Ist der Kaufpreis für die Immobilie fair?

 

Lage, Grösse, Ausbaustandard und Ausstattung sind einige der Faktoren, die den Wert einer Immobilie beeinflussen. Käufer können oft nur schwer einschätzen, ob ein verlangter Kaufpreis gerechtfertigt ist.

Klarheit über einen Kaufpreis bringt eine aktuelle Verkehrswertschätzung der Immobilie. Die beiden gebräuchlichsten und bewährtesten Bewertungsmethoden für Wohneigentum sind die Substanzwertmethode und die hedonische Bewertungsmethode.

 

Bei der klassischen Substanzwertmethode besichtigt ein Immobilienschätzer das Objekt. Für eine solche Schätzung wird in der Regel ein Honorar von 1'000 bis 2'000 Franken verlangt.

Die hedonische Methode erfordert keine Besichtigung des Objekts: Der Wert der Liegenschaft wird aufgrund der Handänderungen vergleichbarer Objekte statistisch hergeleitet. Die Schätzung stützt sich auf die Daten von Verkäufen vergleichbarer Immobilien in den letzten 12 Monaten. Deshalb sind hedonische Schätzungen näher am tatsächlichen Marktwert. Zudem sind sie mit Kosten von 300 bis 500 Franken wesentlich günstiger.

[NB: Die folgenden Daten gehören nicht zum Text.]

PR #815, opened 2023-01-23
Omit heartbeat nil fields

gandarez:
This PR removes all nullables fields from the heartbeat payload to reduce its size and reduce network usage.

### DIFF
--- a/pkg/heartbeat/heartbeat.go
+++ b/pkg/heartbeat/heartbeat.go
@@ -20,22 +20,22 @@ var remoteAddressRegex = regexp.MustCompile(`(?i)^((ssh|sftp)://)+(?P<credential
 // Heartbeat is a structure representing activity for a user on a some entity.
 type Heartbeat struct {
 	APIKey                string     `json:"-"`
-	Branch                *string    `json:"branch"`
+	Branch                *string    `json:"branch,omitempty"`
 	BranchAlternate       string     `json:"-"`
 	Category              Category   `json:"category"`
-	CursorPosition        *int       `json:"cursorpos"`
-	Dependencies          []string   `json:"dependencies"`
+	CursorPosition        *int       `json:"cursorpos,omitempty"`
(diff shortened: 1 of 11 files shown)


pkg/heartbeat/heartbeat.go
```diff
@@ -89,12 +89,12 @@ func New(
 
 // ID returns an ID generated from the heartbeat data.
 func (h Heartbeat) ID() string {
-	var branch string
+	branch := "unset"
```
alanhamlett, line 92: Is `"unset"` a special keyword when json marshaling?

alanhamlett (approved):

pkg/heartbeat/heartbeat.go
gandarez: No, it's just used for identifying a heartbeat when storing offline.

alanhamlett: I don't understand... do we swap `"unset"` with `nil` somewhere before sending to the api?

gandarez: The `ID` function returns the unique identification for heartbeat. It's only used to identify offline heartbeats like a primary key for the database. To avoid having empty strings when the field is nil I changed to "unset".

Current
```
"1592868313.541149-file-coding---/tmp/main.go-false"
```
After
```
"1592868313.541149-file-coding-unset-unset-/tmp/main.go-false"
```

alanhamlett: Both current and after are the same if only used for identifying a heartbeat right?

gandarez: yes, now we won't see empty strings for branch nor project.

alanhamlett: Nevermind, that code is running in `ID` method so it's only used there not actually setting heartbeat attributes to `"unset"`. Ignore my questions above :)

Wertsteigerungspotenzial kennen

Eine Verkehrswertschätzung ist auch für Immobilienbesitzer interessant, die das Wertsteigerungspotenzial ihrer Liegenschaft kennen möchten. Lohnt es sich zum Beispiel, in das Haus zu investieren, um es danach mit höherem Gewinn zu verkaufen?

Auch Eigentümer, die die Finanzierung ihrer Liegenschaft überprüfen oder die Konditionen mit der Bank neu aushandeln möchten, sollten den Marktwert kennen. Und schliesslich kann eine Neueinschätzung auch einfach aufzeigen, wie sich die Preise in den Jahren seit dem Kauf der Liegenschaft entwickelt haben.